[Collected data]
═══
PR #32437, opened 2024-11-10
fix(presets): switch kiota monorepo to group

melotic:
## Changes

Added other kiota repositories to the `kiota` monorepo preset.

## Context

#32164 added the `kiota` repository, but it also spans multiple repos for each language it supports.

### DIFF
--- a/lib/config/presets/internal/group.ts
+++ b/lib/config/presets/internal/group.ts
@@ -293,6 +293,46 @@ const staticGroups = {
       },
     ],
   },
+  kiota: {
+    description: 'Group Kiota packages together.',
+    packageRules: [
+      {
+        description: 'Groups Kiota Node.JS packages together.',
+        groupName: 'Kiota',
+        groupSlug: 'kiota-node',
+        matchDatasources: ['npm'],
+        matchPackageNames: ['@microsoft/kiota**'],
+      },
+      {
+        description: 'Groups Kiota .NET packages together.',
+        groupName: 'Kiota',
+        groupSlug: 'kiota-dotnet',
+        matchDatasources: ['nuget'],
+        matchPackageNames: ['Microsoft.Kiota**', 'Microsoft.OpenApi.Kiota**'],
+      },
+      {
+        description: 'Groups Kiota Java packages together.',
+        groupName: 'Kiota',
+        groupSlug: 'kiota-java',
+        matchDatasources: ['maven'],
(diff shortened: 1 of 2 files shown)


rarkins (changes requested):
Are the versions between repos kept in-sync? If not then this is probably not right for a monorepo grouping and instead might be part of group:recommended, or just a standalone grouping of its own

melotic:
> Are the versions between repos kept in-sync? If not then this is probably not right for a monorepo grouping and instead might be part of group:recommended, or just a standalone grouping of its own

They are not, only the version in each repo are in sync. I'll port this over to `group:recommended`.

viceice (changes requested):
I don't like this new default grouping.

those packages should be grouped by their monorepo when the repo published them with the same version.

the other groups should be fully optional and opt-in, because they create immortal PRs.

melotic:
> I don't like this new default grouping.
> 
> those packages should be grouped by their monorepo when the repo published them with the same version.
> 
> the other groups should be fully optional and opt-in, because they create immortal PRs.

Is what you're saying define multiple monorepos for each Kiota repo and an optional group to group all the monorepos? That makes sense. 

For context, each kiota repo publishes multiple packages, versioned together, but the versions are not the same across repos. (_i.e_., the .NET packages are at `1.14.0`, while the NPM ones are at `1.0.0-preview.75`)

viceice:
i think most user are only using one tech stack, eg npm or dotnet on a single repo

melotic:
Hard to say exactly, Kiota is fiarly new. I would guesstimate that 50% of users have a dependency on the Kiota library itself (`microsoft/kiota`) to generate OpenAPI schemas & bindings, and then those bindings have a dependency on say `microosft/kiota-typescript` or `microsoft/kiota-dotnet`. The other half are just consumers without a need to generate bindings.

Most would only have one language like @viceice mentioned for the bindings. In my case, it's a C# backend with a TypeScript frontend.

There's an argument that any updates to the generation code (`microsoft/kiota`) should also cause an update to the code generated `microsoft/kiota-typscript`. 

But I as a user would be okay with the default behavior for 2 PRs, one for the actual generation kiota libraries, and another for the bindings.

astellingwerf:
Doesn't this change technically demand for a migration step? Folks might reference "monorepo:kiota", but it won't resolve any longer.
═══
*YOUR TASK:* Please copy all of the data above exactly.

*RESULT OF THE TASK:*
PR #32437, opened 2024-11-10
fix(presets): switch kiota monorepo to group

melotic:
## Changes

Added other kiota repositories to the `kiota` monorepo preset.

## Context

#32164 added the `kiota` repository, but it also spans multiple repos for each language it supports.

### DIFF
--- a/lib/config/presets/internal/group.ts
+++ b/lib/config/presets/internal/group.ts
@@ -293,6 +293,46 @@ const staticGroups = {
       },
     ],
   },
+  kiota: {
+    description: 'Group Kiota packages together.',
+    packageRules: [
+      {
+        description: 'Groups Kiota Node.JS packages together.',
+        groupName: 'Kiota',
+        groupSlug: 'kiota-node',
+        matchDatasources: ['npm'],
+        matchPackageNames: ['@microsoft/kiota**'],
+      },
+      {
+        description: 'Groups Kiota .NET packages together.',
+        groupName: 'Kiota',
+        groupSlug: 'kiota-dotnet',
+        matchDatasources: ['nuget'],
+        matchPackageNames: ['Microsoft.Kiota**', 'Microsoft.OpenApi.Kiota**'],
+      },
+      {
+        description: 'Groups Kiota Java packages together.',
+        groupName: 'Kiota',
+        groupSlug: 'kiota-java',
+        matchDatasources: ['maven'],
(diff shortened: 1 of 2 files shown)


rarkins (changes requested):
Are the versions between repos kept in-sync? If not then this is probably not right for a monorepo grouping and instead might be part of group:recommended, or just a standalone grouping of its own

melotic:
> Are the versions between repos kept in-sync? If not then this is probably not right for a monorepo grouping and instead might be part of group:recommended, or just a standalone grouping of its own

They are not, only the version in each repo are in sync. I'll port this over to `group:recommended`.

viceice (changes requested):
I don't like this new default grouping.

those packages should be grouped by their monorepo when the repo published them with the same version.

the other groups should be fully optional and opt-in, because they create immortal PRs.

melotic:
> I don't like this new default grouping.
> 
> those packages should be grouped by their monorepo when the repo published them with the same version.
> 
> the other groups should be fully optional and opt-in, because they create immortal PRs.

Is what you're saying define multiple monorepos for each Kiota repo and an optional group to group all the monorepos? That makes sense. 

For context, each kiota repo publishes multiple packages, versioned together, but the versions are not the same across repos. (_i.e_., the .NET packages are at `1.14.0`, while the NPM ones are at `1.0.0-preview.75`)

viceice:
i think most user are only using one tech stack, eg npm or dotnet on a single repo

melotic:
Hard to say exactly, Kiota is fiarly new. I would guesstimate that 50% of users have a dependency on the Kiota library itself (`microsoft/kiota`) to generate OpenAPI schemas & bindings, and then those bindings have a dependency on say `microosft/kiota-typescript` or `microsoft/kiota-dotnet`. The other half are just consumers without a need to generate bindings.

Most would only have one language like @viceice mentioned for the bindings. In my case, it's a C# backend with a TypeScript frontend.

There's an argument that any updates to the generation code (`microsoft/kiota`) should also cause an update to the code generated `microsoft/kiota-typscript`. 

But I as a user would be okay with the default behavior for 2 PRs, one for the actual generation kiota libraries, and another for the bindings.

astellingwerf:
Doesn't this change technically demand for a migration step? Folks might reference "monorepo:kiota", but it won't resolve any longer.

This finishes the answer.